Neither of these requires fields on TaskMessage. The first lives in
the pipeline's YAML config; the second is invisible to the
application layer.
Alternatives considered¶
Implement worker-side retry (rejected)¶
Wire the dead fields up: have TaskWorker.handle_message on
failure increment task.retry_count and republish the task if
retry_count < max_retries. This was the "make the docstring true"
option.
- Rejected because it would evolve Invariant 1
from "stateless workers reset between tasks" to "stateless workers
reset between tasks; retry handled at the message level." That's a
meaningful change to the framework's safety contract — the
worker's
reset()would have to coordinate with whatever cached the in-flight task pending republish, and the queue-group dispatch guarantee ("one consumer per task") would gain an exception ("... unless the task is being retried, in which case the same consumer re-publishes"). - The pipeline-level
max_retriesalready covers the documented use case ("the LLM failed transiently; try again"). The worker- level retry would only add value for the narrower case "the LLM succeeded but the network round-trip to NATS failed during publish," which the existing F1 publish-failure regression test pins as a fail-the-task path — the orchestrator timeout + per-stage retry recovers cleanly from there. - No concrete workload has asked for worker-side retry. Adding Invariant-changing complexity for a hypothetical user violates the project's minimum-code discipline.
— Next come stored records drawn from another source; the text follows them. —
PR #6027, opened 2020-05-07
Fix expo sqlite driver disconnect()

allandiego:
Currently the disconnect() function does not perform a real call to databaseConnection close, it only sets the queryRunner and databaseConnection to undefined, this behavior may cause problems when you do something like this:

1 - await getConnection().close();
2 - Replace the database file
3 - Try to open connection createConnection(); and do some insert

more info:
https://github.com/expo/expo/issues/8109

### DIFF
--- a/src/driver/expo/ExpoDriver.ts
+++ b/src/driver/expo/ExpoDriver.ts
@@ -40,6 +40,7 @@ export class ExpoDriver extends AbstractSqliteDriver {
         return new Promise<void>((ok, fail) => {
             try {
                 this.queryRunner = undefined;
+                this.databaseConnection._db.close();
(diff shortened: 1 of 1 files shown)


macfanatic:
Lots of discussion on this topic over the years, linking to make discovery easier for others trying to solve this issue.

- https://github.com/expo/expo/issues/2278
- https://github.com/expo/expo/issues/8109
- https://github.com/expo/expo/issues/639 (see comment specifically [here](https://github.com/expo/expo/issues/639#issuecomment-419723890))

pleerock:
Thanks! Would be great to have a test in a meanwhile.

Keep the fields, document them as reserved (rejected)¶
Leave the fields in TaskMessage and the value in TaskStatus,
but document them as "reserved for future use."
- Rejected because "reserved" fields on a wire contract still appear in generated SDK types, still occupy schema-versioning semantics, and still confuse readers who expect them to do something. A future implementation that "fills in" the reserved fields with different semantics than the original docstring implied would be a behavioural change masquerading as a feature-add.
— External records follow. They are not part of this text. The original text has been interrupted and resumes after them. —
Issue #2614, opened 2018-08-01
How can i use PostgreSQL through Unix socket?


MikalaiR:
**Issue type:**

[x] question
[ ] bug report
[ ] feature request
[ ] documentation issue

**Database system/driver:**

[ ] `cordova`
[ ] `mongodb`
[ ] `mssql`
[ ] `mysql` / `mariadb`
[ ] `oracle`
[x] `postgres`
[ ] `sqlite`
[ ] `sqljs`
[ ] `react-native`
[ ] `expo`

**TypeORM version:**

[x] `latest`
[ ] `@next`
[ ] `0.x.x` (or put your version here)

**Steps to reproduce or a small repository showing the problem:**

I tried something like:

```
{
  "type": "postgres",
  "url": "postgresql://user:pass@%2Fcloudsql%2Fpath:5432/db",

  "entities": [
    "dist/**/**.entity.js"
  ],
  "synchronize": true
}
```
but it doesn't working.

Kononnable:
@MikalaiR 
Did you resolve your issue? It doesn't look ORM related - can you connect with similar options using postgres driver directly?

MikalaiR:
@Kononnable I have resolved this issue using temporary 'crutch'.
```
{
  "type": "postgres",
  "url": "postgresql://user:pass@localhost:5432/db",

  "extra": {
    "host": "/cloudsql/...."
  },
```

It don't work in right way because TypeORM parses `url` itself instead of pass it to driver. And `extra` works because `extra` apllied to parsed object. But it's temporary crutch i think, TypeORM should support it through `url`.

fullofcaffeine:
I'd also like the know if this is currently supported / the status of this issue. Currently I'm using password auth restricted by host and pgsql is protected by a frewall, but it'd much more convenient if I had a unix user per db/app and could use pg_ident ithrough socket instead.

paeolo:
The issue is still present in the latest release. Why TypeORM doesn't pass the url to the driver directly ?

guillenotfound:
For anyone having the same issue, here are the variables I've set on my Cloud Run service:
![image](https://user-images.githubusercontent.com/5492960/89021248-7eeb8580-d320-11ea-9193-8590d84d33b4.png)

It does connect via socket, here is how the variable looks like:
`TYPEORM_HOST=/cloudsql/INSTANCE_CONNECTION_NAME`

[...]

PR #6042, opened 2020-05-10
fix: postgresql connection URL can use an UNIX Socket

paeolo:
Solves https://github.com/typeorm/typeorm/issues/2614.
* Current behavior:
Users may provide an URL in the connection options which is parsed by a generic function to fill the following fields: host, port, username, password, database.
* Issue:
You can't give an UNIX socket as host with PostgreSQL.
* Corrected behavior:
Provide a `ConnectionUrlParser` class with different parser functions. The default parser function is left unchanged to prevent any regression with other database types. Concerning PostgreSQL a new function is provided which solves the issue. To prevent any regression, I tested myself the function with multiples strings against the default parser.
* Exemple of tested strings
`postgres://user:password@host:5432/database` (standard)
`postgres://user:password@/var/run/postgresql?dbname=database` (UNIX socket)
`postgres:///var/run/postgresql?dbname=database` (without username)

### DIFF
--- a/src/driver/postgres/PostgresDriver.ts
+++ b/src/driver/postgres/PostgresDriver.ts
@@ -2,7 +2,6 @@ import {Driver} from "../Driver";
 import {ConnectionIsNotSetError} from "../../error/ConnectionIsNotSetError";
 import {ObjectLiteral} from "../../common/ObjectLiteral";
 import {DriverPackageNotInstalledError} from "../../error/DriverPackageNotInstalledError";
-import {DriverUtils} from "../DriverUtils";
 import {ColumnMetadata} from "../../metadata/ColumnMetadata";
 import {PostgresQueryRunner} from "./PostgresQueryRunner";
 import {DateUtils} from "../../util/DateUtils";
@@ -922,11 +921,12 @@ export class PostgresDriver implements Driver {
      */
     protected async createPool(options: PostgresConnectionOptions, credentials: PostgresConnectionCredentialsOptions): Promise<any> {
 
-        credentials = Object.assign({}, credentials, DriverUtils.buildDriverOptions(credentials)); // todo: do it better way
+        credentials = Object.assign({}, credentials);
 
         // build connection options for the driver
         // See: https://github.com/brianc/node-postgres/tree/master/packages/pg-pool#create
         const connectionOptions = Object.assign({}, {
+            connectionString: credentials.url,
             host: credentials.host,
             user: credentials.username,
             password: credentials.password,


pleerock:
Thanks for contribution.

You probably don't have to use `DriverUtils` at all. Just create a local function in postgres driver - that's it. `DriverUtils` was created for common usage, if some driver have its own logic, better if it won't use DriverUtils at all and use its own implementation.

Also, few other notes: 

* is there some popular package that is able to perform URL parsing? (to prevent extra maintainable code in the codebase). If no, that's fine.
* can we have a tests for this feature?

paeolo:
You're welcome!
* Yes there is: https://www.npmjs.com/package/pg-connection-string. I wanted to use this package first but wasn't sure about the dependencies policies, since there are only a few dependencies in the package.json.
* Yes I can make a test.
Paul.

pleerock:
I would like to prevent extra dependencies, because people who use `mysql` don't need `pg-connection-string`. I checked, it looks like `pg-connection-string` is installed when you install `pg` itself, and since this code is running only when `pg` is used, maybe we can just add a check if `pg-connection-string` and use it? (dynamic `require`). If nothing was found - throw an exception (not possible case I guess)

paeolo:
That's fine for me. I don't have time to do it this week-end but I can do it next week;)
Paul.

paeolo:
@pleerock Seems better now.
Paul.

guillenotfound:
Any update on this? 😄

paeolo:
> Any update on this?

It's ready for merge, waiting for @pleerock to review it.

src/driver/postgres/PostgresDriver.ts
```diff
@@ -922,7 +933,14 @@ export class PostgresDriver implements Driver {
      */
     protected async createPool(options: PostgresConnectionOptions, credentials: PostgresConnectionCredentialsOptions): Promise<any> {
 
-        credentials = Object.assign({}, credentials, DriverUtils.buildDriverOptions(credentials)); // todo: do it better way
+        credentials = Object.assign({}, credentials);
+
+        if (credentials.url) {
+            credentials = Object.assign(
+                credentials,
+                PostgresDriver.parseConnectionUrl(credentials.url)
```
imnotjames, line 941: Is it possible to pass the URL as `connectionString` 

See "connection uri" in https://node-postgres.com/features/connecting

src/driver/postgres/PostgresDriver.ts
```diff
@@ -880,6 +879,18 @@ export class PostgresDriver implements Driver {
         return "$" + (index + 1);
     }
 
+    // -------------------------------------------------------------------------
+    // Public Static Methods
+    // -------------------------------------------------------------------------
+
+    /**
+     * Return database credentials from a postgreSQL URL.
+     */
```
imnotjames, line 888: Can this be private?

imnotjames (changes requested):

src/driver/postgres/PostgresDriver.ts
paeolo: Well it's possible. But then the method "parseConnectionUrl" I added has no more reason to be, ie. the fix is one line (pass the URL as connectionString). I think it's better to do as you suggest but I am not sure then how to add a test for this.

imnotjames: Hmm.. well, less is more!  :)

I'm not sure, though - what happens if you try to open a connection to a socket that doesn't exist in postgres?  Can we confirm the driver handles that as expected?

paeolo: Yes of course, it would be the same as opening a TCP/IP connection that can't be open. I am ready to push this one line fix but the only thing you should be aware is I am not sure how to test this: CI platforms don't provide a way to connect through an UNIX socket (I mean maybe but it's not standard). I think it's not necessary to add a test for this. What do you think? Anyway i will push the one line in a moment.

guillenotfound:
I used what's described here and was able to connect from cloud run: https://github.com/typeorm/typeorm/issues/2614#issuecomment-667028124

src/driver/postgres/PostgresDriver.ts
imnotjames: If it's not possible to test it then so be it.  If there's any way we can or if you think of something, let's get more testing coverage.

src/driver/postgres/PostgresDriver.ts
```diff
@@ -922,11 +921,12 @@ export class PostgresDriver implements Driver {
      */
     protected async createPool(options: PostgresConnectionOptions, credentials: PostgresConnectionCredentialsOptions): Promise<any> {
 
-        credentials = Object.assign({}, credentials, DriverUtils.buildDriverOptions(credentials)); // todo: do it better way
```
imnotjames, line 925: Dropping this line drops something specifically for Oracle & the URL parsing which we don't want anyway.

Sounds good to me!

imnotjames (approved):

imnotjames:
Thanks for the contribution!

PR #6056, opened 2020-05-13
fix: escape column comment in mysql driver

BTOdell:
Closes: #6066


BTOdell:
Closes: #6066

pleerock:
Thanks!

Issue #3874, opened 2019-03-22
Using an (empty string) enum as the type of a primary key column


BTOdell:
**Issue type:**

[ ] question
[x] bug report
[ ] feature request
[ ] documentation issue

**Database system/driver:**

[ ] `cordova`
[ ] `mongodb`
[ ] `mssql`
[x] `mysql` / `mariadb`
[ ] `oracle`
[ ] `postgres`
[ ] `cockroachdb`
[ ] `sqlite`
[ ] `sqljs`
[ ] `react-native`
[ ] `expo`

**TypeORM version:**

[x] `latest`
[ ] `@next`
[x] `0.2.15`

**Steps to reproduce or a small repository showing the problem:**

```ts
import {BaseEntity, Entity, PrimaryColumn, Column} from "typeorm";

enum Singleton {
    EMPTY = ""
}

/**
 * Global application settings.
 */
@Entity("settings")
export class Settings extends BaseEntity {

    @PrimaryColumn()
    readonly singleton: Singleton = Singleton.EMPTY;

    @Column()
    value!: string;

}
```

I have a "settings" table in my database that holds global application settings (one setting per column). In non-TypeORM projects, I've always used an enum primary key to enforce the existence of only one row. But TypeORM is not loading anything when I run:

```ts
Settings.find();
```

The array is empty (despite having a fully populated row in the database).

If I change the entity definition to:

```ts
import {BaseEntity, Entity, PrimaryColumn, Column} from "typeorm";

/**
 * Global application settings.
 */
@Entity("settings")
export class Settings extends BaseEntity {

    @PrimaryColumn()
    readonly singleton: number = 0;

    @Column()
    value!: string;

}
```

then it starts working (after updating the database schema).

Kononnable:
It works if you don't set `EMPTY = ""` - set EMPTY as some string(with length>0) and you will be good.
Not sure why it's not working with empty string - probably because it's cast to false somewhere but it doesn't seem like a major bug.

BTOdell:
I ran into this bug again now (a year later) and this time I did some initial investigation.
I have deduced that the bug exists in the code path of the `RawSqlResultsToEntityTransformer#transform` function: https://github.com/typeorm/typeorm/blob/master/src/query-builder/transformer/RawSqlResultsToEntityTransformer.ts#L39

The raw SQL results contain a single row (as expected) but this transformer fails to produce a valid entity from it.

I am going to continue digging through the code and eventually create a pull request with the fix.

PR #6063, opened 2020-05-14
fix: use an empty string enum as the type of a primary key column

BTOdell:
Closes: #3874

### DIFF
--- a/src/query-builder/transformer/RawSqlResultsToEntityTransformer.ts
+++ b/src/query-builder/transformer/RawSqlResultsToEntityTransformer.ts
@@ -72,7 +72,6 @@ export class RawSqlResultsToEntityTransformer {
 
                 return keyValue;
             }).join("_"); // todo: check partial
-            if (!id) return;
 
             const items = map.get(id);
             if (!items) {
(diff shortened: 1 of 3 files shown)


pleerock:
I'm a bit scary to merge this one... Hope it won't break anything.

BTOdell:
I understand your concerns. I was very careful in reading through the code thoroughly before making this change.

The `id` variable will always be a `string`. It will never be `null` or `undefined` because it's the return value from the `Array.join` function: https://developer.mozilla.org/en-US/docs/Web/JavaScript/Reference/Global_Objects/Array/join

That means the ```if (!id)``` condition only succeeds if `id` is an empty string. `id` is used as a key into a `Map` but there is nothing invalid about using an empty string as a Map key.

This pull request will also fix issues with empty strings in `varchar` primary columns.

pleerock:
That's right, it's what we have at the end. However what if there is no primary key at all (someone selected data without `id` column lets say)? With previous changes it wont return anything. With new changes it will treat every selected row as a row of the same entity with id = `""`. Entity selection without id isn't valid case in the framework. But before we returned `[]` for such cases, now we'll return rows - this is more confusing and people may use this behaviour without understanding of what they should do.

pleerock:
I can agree your case is valid, however its super rare I think. Okay, let's merge it and see how it goes.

- The cost of removal now is one commit; the cost of removal
later (after the foreign-language SDKs are generated) is a
schemas/v2/break.
Defer the decision; ship the release with the dead fields (rejected)¶
Mark schemas/v1/ as "experimental — wire shape may change before
v1.0" and decide K2 separately.
- Rejected because "experimental" is doc cover for "we haven't decided yet," and the decision is cheap. Deferral has a real cost (the dead surface keeps confusing every reader) and no real benefit (no concrete user is asking for worker-side retry that the deferral preserves the option for).
Consequences¶
Enables:
- The wire contract documents only behaviours the framework
actually implements. A foreign-language SDK author reading
schemas/v1/task_message.schema.jsonsees the truth. - Invariant 1 keeps its tight shape. The "stateless" claim is no longer caveated by docstrings that describe a feature that doesn't exist.
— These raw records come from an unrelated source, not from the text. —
Issue #3147, opened 2018-11-22
queryRunner.query drops column when I try to modify a column


its-vincesanity:
**Issue type:**

[ ] question
[x] bug report
[ ] feature request
[ ] documentation issue

**Database system/driver:**

[ ] `cordova`
[ ] `mongodb`
[ ] `mssql`
[x] `mysql` / `mariadb`
[ ] `oracle`
[ ] `postgres`
[ ] `sqlite`
[ ] `sqljs`
[ ] `react-native`
[ ] `expo`

**TypeORM version:**

[x] `latest`
[ ] `@next`
[ ] `0.x.x` (or put your version here)

I wanted to migrate a column type from VARCHAR(255) to TEXT with:
```
export class NoTypeToTextMigration1542892455634 implements MigrationInterface {
  async up(queryRunner: QueryRunner): Promise<any> {
    // audit_log
    await queryRunner.query('ALTER TABLE `audit_log` MODIFY COLUMN `body` TEXT');
  }
```
Sometimes it works as expected and sometimes it drops the data from my column.
So, I setup an audit log in my MySQL:
```
SET GLOBAL log_output = 'TABLE';
SET GLOBAL general_log = 'ON';
```
My logs say:
```
| 2018-11-22 13:16:08 | root[root] @  [172.17.0.1] |        22 |         0 | Query        | ALTER TABLE `audit_log` DROP COLUMN `body`                                                                                                                                                                                                                                                                                                                                                                                                                                                                                                                                                                                                                                                                                                                                                                                                                                                                                                                                                                                                                       |
| 2018-11-22 13:16:08 | root[root] @  [172.17.0.1] |        22 |         0 | Query        | ALTER TABLE `audit_log` ADD `body` text NOT NULL
```

Why did it drop my table, I don't want lose my data If I change a column type :\

vincevaghalsen:
Same results with:
```
await queryRunner.renameColumn('audit_log', 'body', new TableColumn( {
  name: 'body',
  type: 'text',
  isNullable: true
}));
```
and
```
await queryRunner.changeColumn('audit_log', 'body', new TableColumn( {
  name: 'body',
  type: 'text',
  isNullable: true
}));
```
Both call 
```
ALTER TABLE `audit_log` DROP COLUMN `body`
```

jyang0110:
Is there any explanation about why data is lost?

Kononnable:
@vincevaghalsen 
[...]

PR #6081, opened 2020-05-17
refactor: update conditions for generate queries and avoid drop columns unnecessarily

ronielramos:
remove comparison of field length and type for generate queries with "drops"
issue: https://github.com/typeorm/typeorm/issues/3147


imnotjames:
Can you add tests that verify this behavior?

imnotjames:

PR #6084, opened 2020-05-18
SAP Hana bug fixes

pleerock:


test/integration/sample1-simple-entity.ts
```diff
@@ -4,7 +4,7 @@ import {Connection} from "../../src/connection/Connection";
 import {Post} from "../../sample/sample1-simple-entity/entity/Post";
 import {closeTestingConnections, createTestingConnections, reloadTestingDatabases} from "../utils/test-utils";
 
-describe("insertion", function() {
+describe.only("insertion", function() {
```
Andreyco, line 7: Fyi, `only` leftover

pleerock: yeah, thanks. I just experimenting over CI to run a single test

pleerock:
Okay, it looks like we can run SAP Hana tests on CI, but it took 10 minutes to launch a container.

- Future contributors who want retries find the pipeline-stage path documented at the right level (stage YAML, not message envelope) and don't get steered toward the abandoned worker-side design.
Costs:
- This is a breaking change to
TaskMessageandTaskStatusPython types. External code that constructedTaskMessagewithmax_retries=orretry_count=, or pattern-matched onTaskStatus.RETRY, will need to be updated. - Mitigation: no in-tree consumer outside test code did any of these things (verified by grep). The dead surface was genuinely dead.
- The
schemas/v1/*.schema.jsonfiles change shape. CI's drift gate enforces the regeneration. Foreign-language SDKs that were already generated against the previous v1 shape (none today) would need to regenerate. - If a concrete worker-side retry workload appears later, the reintroduction will need its own ADR + invariant evolution. That's the right time to design it — when the actual use case is concrete and the constraints can be honest, rather than pre-emptively shimmed.